Kira is the one who is gaining the most from these hacks, perhaps he can be the hacker? I say this as a mostly neutral party who owns a large part of earth 2, and will be a future king in that MMORPG VR SANDBOX ultimate FPS RTS ROGUELIKE cardgame game
I can see the video planning sessions now, "Views are down, money's running a bit tight. I better make this next hack a big one to get back into the algorithm" 😂
Another notch for the belt of success of those crypto-bros? Because I can't fathom how can they be so candid as thinking that digital goods are useful but to brag about your untangible wealth and for competition of e-peens.
I remember discussions back in 2011 about the widespread disinterest in security and how this would become a problem for projects like Bitcoin. We had no idea what was coming. People whom I thought had lost the plot back then would be considered very conservative now.
So, speaking as a bookkeeper qualified to work as a bookkeeper in the UK: Receiving stolen funds is not inherently illegal.
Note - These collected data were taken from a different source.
PR #7020, opened 2020-04-23
gnome: Fix usage of gobject-introspection as subproject

xclaesse:

PR #7028, opened 2020-04-24
gnome: fix resolution of gi scanner and compiler in Windows

ylatuya:
Taking the variable directly from pkg-config returns a plain string
with the path to the python script: g-ir-scanner or g-ir-compiler.
This has to be converted to an ExternalProgram so it's properly
called using python.exe


xclaesse:
Makes sense, yes. Since there are more issues with related code and I already had a PR that would conflict with this, I included your change in my PR there: https://github.com/mesonbuild/meson/pull/7020, if you don't mind.

ylatuya:
Cool, I will close this one.

PR #7031, opened 2020-04-24
compilers: convert unix include directory arg to msvc format

boxerab:
This change allows me to build gstreamer on windows using external dependency specified by .pc file.

cc @xclaesse

### DIFF
--- a/mesonbuild/compilers/mixins/visualstudio.py
+++ b/mesonbuild/compilers/mixins/visualstudio.py
@@ -246,6 +246,8 @@ class VisualStudioLikeCompiler(metaclass=abc.ABCMeta):
                 else:
                     i = '/I' + i[10:]
             # -pthread in link flags is only used on Linux
+            elif i.startswith('-I'):
+                result.append('/I' + i[2:])
             elif i == '-pthread':
                 continue
             result.append(i)


xclaesse:
I looks right to me, but @nirbheek  knows msvc better I think.

mesonbuild/compilers/mixins/visualstudio.py
```diff
@@ -246,6 +246,8 @@ def unix_args_to_native(cls, args: T.List[str]) -> T.List[str]:
                 else:
                     i = '/I' + i[10:]
             # -pthread in link flags is only used on Linux
+            elif i.startswith('-I'):
+                result.append('/I' + i[2:])
```
nirbheek, line 250: `-I` and `/I` are identical. What problem did you face for which you had to change this?

nirbheek: Note that for _all_ command-line utilities shipped with Visual Studio, you can pass `/ARG` or `-ARG` and they will be parsed the same.

boxerab: Thanks. This fix is for getting flags from standard *.pc file, which use unix-style arguments.
Unfortunately, `-I` argument does not get recognized without this change.

nirbheek: Can you paste the compiler error you're getting or whatever? You're saying "it does not work" but it's not clear what you're talking about since obviously gst-build and cerbero both work on Windows with MSVC.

Knowingly accepting stolen funds as payment for services rendered or goods received is illegal.
Now I wonder to what degree it would be possible to steal from a bunch of people, send it all back, but scramble the quantities around just enough that everyone has more-or-less their money back, but it all legally counts as stolen.
World banks market value dropped half a trillion dollars in the last year alone... so far. Creduit Suisse got a 57 billion euro bail out two days ago, then they crashed again after that and lost it all. Shitty crypto projects are bad, but shit's about to really hit the fan bigly in other markets.
It takes all of these exploits, scams, and hacks for everyone to learn what works and what does not work over time. We are living in history and are going through the growing pains.
"Hacked" Just more cryptobros getting ripped off by the owners of the coins owners who hired an outside party to "break in" and give them a cut of the loot further down the line.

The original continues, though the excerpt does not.